Whole-genome sequencing for detection and characterization of AMR genes, plasmids, and insertion sequences

Whole-genome sequencing (WGS) was performed for all isolates. Briefly, after culture on Luria–Bertani (LB) agar at 37 °C, genomic DNA was extracted using Lucigen MasterPure Gram Positive DNA Purification Kit. Libraries were prepared for each isolate using Nextera XT DNA Sample Prep Kit (Illumina Inc., San Diego, CA), and sequenced on an Illumina Miseq platform using a 2 × 250 paired-end approach (Illumina Inc., San Diego, CA). Raw sequencing reads were demultiplexed and converted to fastq files using CLC Genomics workbench version 9.4 (Qiagen bioinformatics, Valencia, CA). Raw reads were uploaded to the National Center for Biotechnology (NCBI) database Bio project ID number PRJNA293225. Prediction of AMR was conducted by using Mobile Element Finder v1.0.3 (2020-10-09) and selecting Acquired Antimicrobial Resistance genes (ResFinder)38. We located the mobile genetic elements (MGEs) associated with resistance genes by using Mobile Element Finder with database v1.0.2 (2020-06-09)38. Each resistance gene was classified as being carried by a plasmid, or MGE, or as not associated based on the MGE output. Plasmids were detected using PlasmidFinder-2.0 with threshold for minimum at 95% identity and minimum 60% coverage using draft genome assemblies39. The high-quality Illumina paired-end reads generated were assembled de novo into the draft genome sequence for every isolate using SPAdes assembler v.3.13.1. Quality assessment for genome assemblies was carried out using QUAST40.

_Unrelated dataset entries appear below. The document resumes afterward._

PR #157, opened 2019-05-03
JDBC profile can execute a query to read data from an external DB

denalex:
This PR implements a feature where a user can define a query in a SQL file under sever's configuration directory. This query will be run by the JDBC plugin and the data returned by the query will be sent to GPDB.
 
The following example shows how to execute an aggregation query in MySQL and return results via PXF JDBC plugin.

The following tables are created in MySQL:
```
use demodb;
create table dept(
    id int(4) not null primary key,
    name varchar(20) not null
);

create table emp(
    dept_id int(4) not null,
    name varchar(20) not null,
    salary int(8)
);
```
Then some data is inserted into MySQL tables:
```
insert into dept values(1, 'sales');
insert into dept values(2, 'finance');
insert into dept values(3, 'it');

insert into emp values(1, 'alice', 11000);
insert into emp values(2, 'bob', 10000);
insert into emp values(3, 'charlie', 10500);
```
Then a complex aggregation query is created and placed in a file, say report.sql. The file needs to be placed in the server configuration directory under `$PXF_CONF/servers/`. So, let's assume we have created a `mydb` server configuration directory, then this file will be `$PXF_CONF/servers/mydb/report.sql`. Jdbc driver name and connection parameters should be configured in `$PXF_CONF/servers/mydb/jdbc-site.xml` for this server.
```
SELECT dept.name AS name, count(*) AS count, max(emp.salary) AS max
FROM demodb.dept JOIN demodb.emp
ON dept.id = emp.dept_id 
GROUP BY dept.name;
```
This query returns a name of the department, count of employees, and the maximal salary in each department.

The MySQL JDBC driver files (JAR) are copied to `$PXF_CONF/lib` on all hosts with PXF. After this, all PXF segments are restarted.

Then a table in GPDB is created with the schema corresponding to the results returned by the aggregation query. It is important that the table column names and types correspond to those returned by the aggregation query.
```
CREATE EXTERNAL TABLE dept_report (
    name text,
    count int,
    max int
)
LOCATION (
    'pxf://query:report?PROFILE=JDBC&SERVER=mydb'
)
FORMAT 'CUSTOM' (
    FORMATTER='pxfwritable_import'
);
```
Finally, a query to a GPDB external table is made:
```
SELECT * FROM dept_report;
SELECT name, count FROM dept_report WHERE max > 10000;
```

### DIFF
--- a/automation/src/test/java/org/greenplum/pxf/automation/features/jdbc/JdbcTest.java
+++ b/automation/src/test/java/org/greenplum/pxf/automation/features/jdbc/JdbcTest.java
@@ -363,6 +363,22 @@ public class JdbcTest extends BaseFeature {
         pxfJdbcNamedQuery.setHost(pxfHost);
         pxfJdbcNamedQuery.setPort(pxfPort);
         gpdb.createTableAndVerify(pxfJdbcNamedQuery);
+
+        pxfJdbcNamedQuery = TableFactory.getPxfJdbcReadablePartitionedTable(
+                "pxf_jdbc_read_named_query_partitioned",
+                NAMED_QUERY_FIELDS,
+                "query:report",
+                null,
+                null,
+                1,
+                "1:5",
+                "1",
+                null,
+                EnumPartitionType.INT,
+                "database");
+        pxfJdbcNamedQuery.setHost(pxfHost);
+        pxfJdbcNamedQuery.setPort(pxfPort);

Multi-locus sequence typing (MLST) and serotyping

In silico typing with regard to O:H serotypes based on WGS of assembled genomes/contigs was carried out by using Serotype Finder 2.041 with selected threshold of 90% identity and 60% total serotype gene length. In silico MLST-analyses using previously described seven housekeeping genes (adk, fumC, gyrB, icd, mdh, purA, and recA)42 was performed. PubMLST—Achtman scheme was performed to identify the sequence types (STs) and clonal complexes (CCs)43. Isolates with 100% match against known MLST alleles were assigned STs and CCs. Those without perfectly matching alleles were identified as unknown STs44.

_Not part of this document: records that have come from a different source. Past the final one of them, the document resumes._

PR #158, opened 2019-05-06
Add support to read multiline files as a single row

frankgh:
Introduce support for reading multiline files as a single row in GPBD using PXF. Each file represents a single row in the database. You can create a external table like this:

    CREATE EXTERNAL TABLE ext_json (
      json_email_msg json
    )
    LOCATION('pxf://some-location/file.json?PROFILE=gs:text:multi&SERVER=google&FILE_AS_ROW=true')
    FORMAT 'CSV';

And you can use GPDB's JSON to query data like this:

        SELECT  
           ext_json_blob->>'someKey' AS key,
           ext_json_blob->>'someText' AS someText,
           ext_json_blob->>'name' AS name,
           ext_json_blob->>'lastname' AS lastname,
           ext_json_blob->>'address' AS address,
           ext_json_blob->>'phone' as phone
       FROM ext_json;


automation/src/test/java/org/greenplum/pxf/automation/features/hcfs/FileAsRowTest.java
```diff
@@ -0,0 +1,94 @@
...
+    private static final String emptyTextFile = "empty";
+    private static final String twoLineTextFile = "twoline";
+    private static final String singleLineTextFile = "singleline";
+    private static final String multiLineTextFile = "multiline";
+    private static final String multiLineJsonFile = "tweets-pp.json";
+
+    private static final String[] PXF_MULTILINE_COLS = {"text_blob text"};
+
+    @Override
+    protected void beforeClass() throws Exception {
```
denalex: usually you just need to annotate with @Before and the framework would call super-class' before method and then this one.

server/pxf-hdfs/src/main/java/org/greenplum/pxf/plugins/hdfs/HdfsSplittableDataAccessor.java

Calling SNPs and inferring Phylogeny

The FASTA files generated from WGS were uploaded unto the CSI Phylogeny 4.1 service of Centre for Genomic Epidemiology (https://cge.cbs.dtu.dk/services/CSIPhylogeny/). CSI Phylogeny outputs were generated based on a selected reference sequence (E. coli NZ_CP028166.1) and downloaded as Newick and text files. Thresholds for SNP calling were for depth = 10×, for SNP quality − 30, for map quality − 25, and 1.96 for minimum Z score45. Visualization annotation, and management of tree files were performed using the interactive Tree of Life tool—iTOL v6 (http://itol.embl.de/itol.cgi). Pairwise SNP differences between genomes were computed to determine if isolates of different origins were related with SNP distances < 21 indicating close relatedness and 21–50 indicating some more distant relatedness46.

Data collection and analyses

Information entered in MS Excel was analyzed using STATA (StataCorp. 2019. TX: StataCorp LLC). Data for phenotypic and genotypic characteristics were analyzed by computing frequencies and proportions. Means was calculated for age. Data relevant to this study are within the paper and available as supporting information.

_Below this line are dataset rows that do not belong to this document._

PR #160, opened 2019-05-08
JDBC: Optimize resolver for INSERT queries

leskin-in:
Optimize `JdbcResolver`:
* Use `java.util.EnumSet` instead of switch-case sequence to define whether the provided `OneRow` field type is supported;
* Stop using `ThreadLocal` objects holding `SimpleDateFormat`, move the latter to instances of `JdbcResolver` instead;
* Remove type incompatibility warning log call (called when the provided field is of type TEXT, but table DDL states the field has other type, so `JdbcResolver` tries to make type conversion anyway).

All changes deal only with INSERT queries logic.

### Perfomance improvement
This patch was tested in the test case described below.

The perfomance improvement is as follows:

|  | [Before patch](https://github.com/greenplum-db/pxf/tree/9c28afa07a8e953dc5d54a13cfd4a7829e53f9e9) | [Before patch](https://github.com/greenplum-db/pxf/tree/9c28afa07a8e953dc5d54a13cfd4a7829e53f9e9) with log level `ERROR` | After patch |
| --- | --- | --- | --- |
| Execution time | 64±1 s | 29±0.5 s | 5.1±0.1 s |

#### Test case
For the test, the following table **DDL** was used:
```
CREATE WRITABLE EXTERNAL TABLE ch_t1_wpart (a INT, b INT, c TIMESTAMP)
LOCATION ('pxf://r1.t1?profile=jdbc&SERVER=ch&BATCH_SIZE=500000&POOL_SIZE=2')
FORMAT 'custom' (formatter='pxfwritable_export');
```
To our best knowledge, such DDL is the most effective one for our test case.

The dataset consisted of **five million rows** with all fields set to random values.

GPDB cluster consisted of **four segments** on two hosts. **Two PXF instances** were used (one on each GPDB host).

The host CPUs were `Intel(R) Xeon(R) CPU E5-4650 v2 @ 2.40GHz` (4 cores).

[Clickhouse](https://clickhouse.yandex) was used as an external database. It was run on two separate hosts, each connected to GPDB segment hosts with (reliable) 100Mbps connection.

Clickhouse table DDL (executed on each of two hosts):
```
create table r1.t1 (a UInt32 codec(ZSTD(1)), b UInt32 codec(ZSTD(1)), c DateTime codec(ZSTD(1))) 
engine ReplicatedMergeTree('/clickhouse/tables/s1/t1', 'r1') 
order by (a);
```

### DIFF
--- a/server/pxf-jdbc/src/main/java/org/greenplum/pxf/plugins/jdbc/JdbcResolver.java
+++ b/server/pxf-jdbc/src/main/java/org/greenplum/pxf/plugins/jdbc/JdbcResolver.java
@@ -24,6 +24,8 @@ import org.greenplum.pxf.api.OneRow;
 import org.greenplum.pxf.api.io.DataType;
 import org.greenplum.pxf.api.model.Resolver;
 import org.greenplum.pxf.api.utilities.ColumnDescriptor;
+import org.slf4j.Logger;
+import org.slf4j.LoggerFactory;
 
 import java.io.IOException;
 import java.math.BigDecimal;
@@ -49,6 +51,33 @@ import java.util.Set;
  * JDBC tables resolver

Ethics approval and consent to participate

The ethics review board of NHA reviewed and gave approval for the study (Approval number NHA/EC/033/2018). Two stage data encryption was done to ensure confidentiality and patient anonymity was assured. Only the principal investigator and KA had access to the patient details. All bacteria isolates used here were recovered from submitted clinical specimens at the NHA. The confidentiality of the information obtained was assured as all patient identifiers were anonymized. All procedures we performed were in accordance with the guidelines and regulations of the ethics review board.